[Opening ENTRIES SHOWN section]
PR #129, opened 2020-05-23
cord19_length_outlier_analysis

stephaniewhoo:
This is a python script to analyze the length of cord19 documents and find the extreme outliers (which may have negative affect to index size) and temporarily return a csv.


scripts/find_cord19_length_outliers.py
```diff
@@ -0,0 +1,68 @@
+from pyserini.collection import pycollection
+import pandas as pd
+
+
+
+if __name__ == '__main__':
```
lintool, line 6: don't hard code args, allow something like `-collection` and `-output` to specify input and output.

scripts/find_cord19_length_outliers.py
```diff
@@ -0,0 +1,68 @@
+from pyserini.collection import pycollection
```
lintool, line 1: actually, why don't you start a `scripts/cord19` subdir and move this in there?

lintool, line 1: throw in our standard boilerplate? https://github.com/castorini/pyserini/blob/master/pyserini/setup.py#L1

scripts/find_cord19_length_outliers.py
```diff
@@ -0,0 +1,68 @@
...
+import pandas as pd
+
+
+
+if __name__ == '__main__':
+    titles_withText = []
+    abstracts_withText = []
```
lintool, line 8: `_with_text` to be consistently pythonic?

lintool: Better yet, why not a dictionary?

scripts/find_cord19_length_outliers.py
```diff
@@ -0,0 +1,68 @@
...
+                dois_withText.append(article.metadata()["doi"])
+                titles_withText.append(len(article.title()))
+                abstracts_withText.append(len(article.abstract()))
+                paragraph_num.append(len(article.body()))
+                abstracts_total.append(abstracts_withText[-1] * paragraph_num[-1])
+                titles_total.append(titles_withText[-1] * paragraph_num[-1])
+
+    documents_withText = {'docid': docids_withText, 'DOI': dois_withText, 'title': titles_total, 'abstract': abstracts_total, 'num_para': paragraph_num}
+    documents_withoutText = {'docid': docids_withoutText, 'DOI': dois_withoutText, 'title': titles_withoutText, 'abstract': abstracts_withoutText}
+    documents_withText_df = pd.DataFrame(documents_withText)
```
lintool, line 56: If you're going to use pd, which is fine, why not just use pd to compute all the above conditions?

scripts/find_cord19_length_outliers.py
```diff
@@ -0,0 +1,68 @@
...
+    # using quantile to find outliers return a df
+    q1 = documents_withText_df['abstract'].quantile(0.25)
+    q3 = documents_withText_df['abstract'].quantile(0.75)
+    iqr = q3 - q1
+    # I only consider extreme big value, since small value will not cause file explosion
+    filter = documents_withText_df['abstract'] >= q3 + 1.5 * iqr  # could choose other coefficient to find more "extreme" outlier
+    # abstract outlier
+    outlier = documents_withText_df.loc[filter]
+    #temporarily choose 5
```
lintool, line 65: once again, should be arg passed in from command line, with defaults.

scripts/find_cord19_length_outliers.py
```diff
@@ -0,0 +1,68 @@
...
+    sorted = outlier.sort_values(by=['abstract'], ascending=False)
+    top_5 = sorted.head(5)
+    top_5.to_csv('length_outlier_top5.csv')
```
lintool, line 68: should produce some type of output to stdout... like "found X outlier documents, writing results to ...."

scripts/find_cord19_length_outliers.py
stephaniewhoo: done parser agrs

scripts/find_cord19_length_outliers.py
stephaniewhoo: I don't really know how should this import be in the standard boilerplate...

scripts/find_cord19_length_outliers.py
stephaniewhoo: I updated with a dictionary

scripts/find_cord19_length_outliers.py
stephaniewhoo: I am not sure how to use pd to compute above conditions. I iterate through raw documents and add to dictionaries. Then transform dic to pd because pd will be easier to computer later outliers.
[Closing ENTRIES SHOWN section]
AIM OF THE TASK >>
The answer must be every line of the data that contains the word "output".

SOLUTION FOR THIS TASK >>
lintool, line 6: don't hard code args, allow something like `-collection` and `-output` to specify input and output.
lintool, line 68: should produce some type of output to stdout... like "found X outlier documents, writing results to ...."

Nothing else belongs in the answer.